Scribner's Magazine. Copyrighted by Charles Scribner's Sons, New York.



Political economy has been called the "dismal science"; and probably the
majority think of it as either merely a matter of words and phrases, or
as something too abstruse for the common mind to comprehend. It was the
distinction of Bastiat that he was able to write economic tracts in such
a language that he that ran might read, and to clothe the apparently dry
bones with such integuments as manifested vitality. Under his pen,
questions of finance, of tax, of exchange, became questions which
concern the lives of individual men and women, with sentiments, hopes,
and aspirations.

[Illustration: FREDERIC BASTIAT]

He was born at Bayonne in France, June 19th, 1801. At nine years of age
he was left an orphan, but he was cared for by his grandfather and aunt.
He received his schooling at the college of St. Sever and at Soreze,
where he was noted as a diligent student. When about twenty years of age
he was taken into the commercial house of his uncle at Bayonne. His
leisure was employed in cultivating art and literature, and he became
accomplished in languages and in instrumental and vocal music. He was
early interested in political and social economy through the writings of
Adam Smith, J.B. Say, Comte, and others; and having inherited
considerable landed property at Mugron on the death of his grandfather
in 1827, he undertook the personal charge of it, at the same time
continuing his economic studies. His experiment in farming did not prove
successful; but he rapidly developed clear ideas upon economical
problems, being much assisted in their consideration by frequent
conferences with his neighbor, M. Felix Coudroy. These two worked much
together, and cherished a close sympathy in thought and heart.
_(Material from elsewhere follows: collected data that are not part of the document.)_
PR #74, opened 2021-08-29
PM-3140: Advocate messages spec

span14:
This PR creates message type for communication between interpreter and chain based on [inter-module-messages](https://input-output.atlassian.net/wiki/spaces/MID/pages/2559901764/Metronome+Inter-Module+Messaging+Specifications) diagram.


metronome/checkpointing/interpreter/src/io/iohk/metronome/checkpointing/interpreter/messages/InterpreterMessage.scala
```diff
@@ -167,9 +180,135 @@ object InterpreterMessage extends RPCMessageCompanion {
...
+
+  /** The interpreter requests the chain for block at target height in order to construct
+    * the service block
+    */
+  case class CheckpointBlockRequest(
+      requestId: RequestId,
+      blockNumber: BigInt
+  ) extends InterpreterMessage
+      with Request
+      with FromInterpreter
```
aakoshh, line 193: If you read the definition of the `InterpreterMessage`, it says:
```scala
/** Messages exchanged between the Checkpointing Service
  * and the local Checkpointing Interpreter.
  */
sealed trait InterpreterMessage { self: RPCMessage => }
```

You cannot extend it to also contain messages that go between the ETC chain and the interpreter, the two are completely separate things.

metronome/checkpointing/interpreter/src/io/iohk/metronome/checkpointing/interpreter/messages/InterpreterMessage.scala
```diff
@@ -167,9 +180,135 @@ object InterpreterMessage extends RPCMessageCompanion {
...
+
+  /** The chain replies to @CheckpointBlockRequest with block metadata */
+  case class CheckpointBlockResponse(
+      requestId: RequestId,
```
aakoshh, line 197: I think there is no need to model the interaction between the ETC chain and the interpreter with `RPCMessage` machinery, i.e. the `requestId`. That's because this is for _Remote_ Procedure Calls and the interpreter, according to the current design, will run inside the ETC process, in other words it's a _local_ call, so it can simply be a `Task` for example, modeled as a trait, similar to the `InterpreterRPC` and `ServiceRPC` interfaces.

metronome/checkpointing/models/src/io/iohk/metronome/checkpointing/models/ETCBlock.scala
```diff
@@ -0,0 +1,36 @@
...
+
+/** ETCBlock is a simpler version of original ETC block in the chain that
+  * supports the running of the checkpointing interpreter.
+  */
+case class ETCBlock(
+    header: ETCBlock.Header,
+    body: ETCBlock.Body
+) {
+  def hash: Hash = header.hash
+}
```
aakoshh, line 13: ETC already has its own block definition. I don't think we should see chain specific stuff in `checkpointing.models`. Whaver is required to implement the interpreter should live in https://github.com/input-output-hk/mantis

Only the most generic code should be added to the `checkpointing` module that works with everything. I don't want it to end up as a union of all possible chains we can deal with.

aakoshh (changes requested):
After submitting your PR, please check whether you see the expected number of commits and the changes are all yours. As you see it's a mix of your commits, Dmitry's and mine. First you should rebase your changes on the current `develop`. 

I also think that this PR is not needed, in my opinion there are a few misunderstandings here. 

1. The message passing model for ETC is just that, a model. The interpreter will run _inside_ ETC, so it has full access to the database, it doesn't need RPC messages; those are designed for things that need to go over the wire, hence the `requestId` to match up responses with requests. Locally you have much more convenient tools at your disposal.
2.  You don't have to create code for the ETC interpreter, that will be done by @dzajkowski and his team.

aakoshh:
To implement the Advocate interpreter, add a reference to this library in the project where the interpreter is going to be implemented. 

```
"io.iohk" %% "metronome-checkpointing-interpreter" % "0.2.0"
```

metronome/checkpointing/models/src/io/iohk/metronome/checkpointing/models/ETCBlock.scala
```diff
@@ -0,0 +1,36 @@
...
+  case class Header(
+      parentHash: Hash,
+      hash: Hash,
+      blockNumber: BigInt
+  )
+
+  object Header
+
+  case class Body(
+      transactions: Seq[Hash]
```
aakoshh, line 29: Why would you need the transactions?

aakoshh:
If, in your implementation of the Advocate interpreter, you really want to use messaging internally between the interpreter and the PoW chain, I would recommend having a look at the [Pipe](https://github.com/input-output-hk/metronome/blob/develop/metronome/core/src/io/iohk/metronome/core/Pipe.scala) abstraction. I use it for communication between the [ConsensusService](https://github.com/input-output-hk/metronome/blob/develop/metronome/hotstuff/service/src/io/iohk/metronome/hotstuff/service/ConsensusService.scala#L55) and the [SyncService](https://github.com/input-output-hk/metronome/blob/develop/metronome/hotstuff/service/src/io/iohk/metronome/hotstuff/service/SyncService.scala#L49). 

If you look at its specialisation, the [SyncPipe](https://github.com/input-output-hk/metronome/blob/develop/metronome/hotstuff/service/src/io/iohk/metronome/hotstuff/service/pipes/SyncPipe.scala) you see that there are requests and responses, but the response has the request itself, not an ID, so you don't need an instance of an `RPCTracker` to match them up, you just use pattern matching. This is something people do with Akka actors as well: if you need some context to process the response, just send it on a round trip. 

The `Pipe` is used in situation where I don't necessarily expect an answer to all the messages. If I did, I'd use a simple `trait` with methods that return `Task` for example. The `Pipe` also facilitates handling messages one by one.

Since it's part of the `metronome-core` library, if you add a reference to `metronome-interpreter`, it will bring them in as a dependency, but you can also add an explicit reference. Like I said this is an option if you want to implement the interpreter with explicit message passing. It's similar to using Akka actors, but it's typed and is just a two way channel, the consuming and sending is all manual, and is only meant to be used between two parties.

PR #75, opened 2021-09-01
[PM-3144, PM-3106]: Checkpointing app main

aakoshh:
Configuration and entry point for the checkpointing application.

- [x] Configuration
- [x] CLI entry for generating a pair of keys
- [x] Composition root
- [x] Read private key from a file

The bourgeois revolution of 1830 was welcomed enthusiastically by
Bastiat. It was a revolution of prosperous and well-instructed men,
willing to make sacrifices to attain an orderly and systematic method of
government. To him the form of the administration did not greatly
matter: the right to vote taxes was the right which governed the
governors. "There is always a tendency on the part of governments to
extend their powers," he said; "the administration therefore must be
under constant surveillance." His motto was "Foi systematiqtie a la
libre activite de I'individu; defiance systematique vis-a-vis de l'Etat
concu abstraitement,--c'est-a-dire, defiance parfaitement pure de toute
hostilite de parti." [Systematic faith in the free activity of the
individual; systematic distrust of the State conceived abstractly,--that
is, a distrust entirely free from prejudice.]
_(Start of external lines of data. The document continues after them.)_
PR #76, opened 2021-09-06
Enable nix flake support

jonringer:
Just building the example right now, but can be modified later to build other applications.

cc @aakoshh

### DIFF
--- a/flake.lock
+++ b/flake.lock
@@ -1,0 +1,43 @@
+{
+  "nodes": {
+    "nixpkgs": {
+      "locked": {
+        "lastModified": 1628572867,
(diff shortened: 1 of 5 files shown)


aakoshh:
@jonringer thank you so much for putting this together! I have very little clue of what I'm looking at, though. Do you think some README entries would help here? What do we have to do to be able to use the Bitte tool, which required the Nix build, to deploy some nodes for benchmarking?

lemastero (approved):
LGTM

jonringer:
> @jonringer thank you so much for putting this together! I have very little clue of what I'm looking at, though. Do you think some README entries would help here? What do we have to do to be able to use the Bitte tool, which required the Nix build, to deploy some nodes for benchmarking?

I think instructions on how to deploy it using just mill would be more beneficial. Easy for me to "nixify" it.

His work with his pen seems to have been begun about 1830, and from the
first was concerned with matters of economy and government. A year later
he was chosen to local office, and every opportunity which offered was
seized upon to bring before the common people the true milk of the
economic word, as he conceived it. The germ of his theory of values
appeared in a pamphlet of 1834, and the line of his development was a
steady one; his leading principles being the importance of restricting
the functions of government to the maintenance of order, and of removing
all shackles from the freedom of production and exchange. Through
subscription to an English periodical he became familiar with Cobden and
the Anti-Corn-Law League, and his subsequent intimacy with Cobden
contributed much to broaden his horizon. In 1844-5 appeared his
brilliant 'Sophismes economiques', which in their kind have never been
equaled; and his reputation rapidly expanded. He enthusiastically
espoused the cause of Free Trade, and issued a work entitled 'Cobden et
la Ligue, ou l'Agitation anglaise pour la liberte des echanges' (Cobden
and the League, or the English Agitation for Liberty of Exchange), which
attracted great attention, and won for its author the title of
corresponding member of the Institute. A movement for organization in
favor of tariff reform was begun, of which he naturally became a leader;
and feeling that Paris was the centre from which influence should flow,
to Paris he removed. M. de Molinari gives an account of his debut:--"We
still seem to see him making his first round among the journals which
had shown themselves favorable to cause of the freedom of commerce. He
had not yet had time to call upon a Parisian tailor or hatter, and in
truth it had not occurred to him to do so. With his long hair and his
small hat, his large surtout and his family umbrella, he would naturally
be taken for a reputable countryman looking at the sights of the
metropolis. But his countryman's-face was at the same time roguish and
spirituelle, his large black eyes were bright and luminous, and his
forehead, of medium breadth but squarely formed, bore the imprint of
thought. At a glance one could see that he was a peasant of the country
of Montaigne, and in listening to him one realized that here was a
disciple of Franklin."

He plunged at once into work, and his activity was prodigious. He
contributed to numerous journals, maintained an active correspondence
with Cobden, kept up communications with organizations throughout the
country, and was always ready to meet his opponents in debate.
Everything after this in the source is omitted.